Almost every entomologist I know uses excel for data storage. I’m not going to turn this into a rant about why that’s wrong, in fact, I’m going to confess something that may seriously impair my street cred* as a data manager. I use excel, more than any one single tool, when doing basic data entry and manipulations. It’s tactile. It’s efficient. It has a lot of useful features. And here’s the biggest reason: almost all of my colleagues use it. Using the same basic tools as they do means we can efficiently work together, I can help my co-workers through problems without switching gears in my brain, and we don’t have annoying compatibility** issues cropping up here and there.***
But fellow bug counters- the data managers of the world cringe when you send them a file called “Site 1 data final 2013 .xls”
There are several reasons for this, but mostly, it’s because you’ve treated Excel like it’s a lab notebook or a physical datasheet. I think this is the main reason that data managers will often spit after uttering the word “Excel”- as a tool, it simply makes it too easy to treat it this way.
I’m just going to say it. Adding bold headers, borders, colors… this is not data management. I have worked with many people over the years that have sent me datasheets that sure look pretty, but are formatted in a way that require me to do hours, if not days of work before I can do so much as an ANOVA with it. Making your data look pretty in excel is like writing notes in color coded glitter pen****- pretty, but not adding substance- and sometimes actually harmful- but I’ll get to that in another post. But even more potentially damaging- people also often use tabs in excel as if they were pages in a notebook- another thing that makes data very difficult to compile and work with. Worse yet, they treat one page of a spreadsheet as if it were multiple datasheets laid out on a table.
In the interest of keeping this digestible, I’m going to save a lot of the details for some subsequent posts, so I’m going to focus on this latter issue.
Excel is powerful because it allows us to connect things that relate to each other in a machine-readable way. Failing to use this functionality is essentially the same as scanning your datasheets and saving them as jpegs- digitally backed up, but not really doing anything for anybody. When you don’t set up your spreadsheet which allows the computer to see how things are connected, you’re either creating a lot of work for you or for someone else, or dooming your data to obscurity.
There are two simple rules you should keep in mind when entering your data into any spreadsheet:
- Each data cell is an observation that must have all the relevant information connected to it for it to stand on its own.
- You must make it clear to the computer how the data cells relate to the relevant information and each other.
So, you can see how these two points apply directly to how you set up your spreadsheets. When you create extra tabs, you fail to allow the computer to see connections in the data that are there. When you create multiple tables within one spreadsheet, you’re drawing false associations between things for the computer, which sees each row as an observation.
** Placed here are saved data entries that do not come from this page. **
PR #849, opened 2022-07-09
Remove legacyMavenProjects cache from ProjectRegistryManager

HannesWell:
That legacy cache was introduce with commit 561d6fbfd7c132dcdc29f4bd610aa2a590c498c7.
This was 9 years ago and I think with a major release like 2.0 it is a good opportunity to get rid of that heritage.

Does anybody know if there are more places where support for legacy usage outside the scope of a `MavenExecutionContext` exists?

### DIFF
--- a/RELEASE_NOTES.md
+++ b/RELEASE_NOTES.md
@@ -17,6 +17,11 @@ The legacy textual editor is removed as it doesn't receive enough update/mainten
 
 m2e-apt plugins that were so far included in JBoss Tools were migrated into m2e and are shipped by default with m2e installations. So annotation processing should be better supported out of the box.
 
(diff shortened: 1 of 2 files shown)


mickaelistria (approved):

HannesWell:
@laeubi you suggested to remove this elsewhere too, so am I right assumimg you are finde with this?

laeubi:
Sure I have no clue for what this is/was useful, so if everything works it seems obsolete.

HannesWell:
> Sure I have no clue for what this is/was useful, so if everything works it seems obsolete.

I also only know what's in the removed doc.

Thank you to you two. I'll merge this if all builds are green.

Point 1 seems kind of obvious, doesn’t it? I’m lucky, in that my colleagues are very good at writing down all the information relevant to an observation. I’ve very rarely had trouble eventually tracking down the information I need to make data usable- often by reading the spreadsheet as if it were a lab notebook. The problem is, when datasets get large, this becomes kind of a nightmare, where I dream the world is a white screen covered in light grey lines and…. yeah.
Point 2 requires a bit more forethought, but it’s actually as simple as the first. The next time you’re entering data, and you go to create another tab or table, I want you to ask yourself “Self, could I avoid adding this tab by adding another column to my original spreadsheet?”
Say, for instance, you were counting bugs at two sites over the course of the summer. You might initially set up your spreadsheet with the headers:
Site Species Abundance
So on sampling date #1, you enter your data, and, wow, it’s a pretty long list of species you captured, you have to scroll down on the spreadsheet to get to the end. So on sampling date # 2, you get the impulse to just create a new tab, call it date_2 and be done with it.
Don’t do it.
Pssht, you say. Whatever, if I really need it together I’ll just paste it together later. That way I only have to type date_2 once.
Add another column. Call it date. Put the date that the samples were taken in for each observation.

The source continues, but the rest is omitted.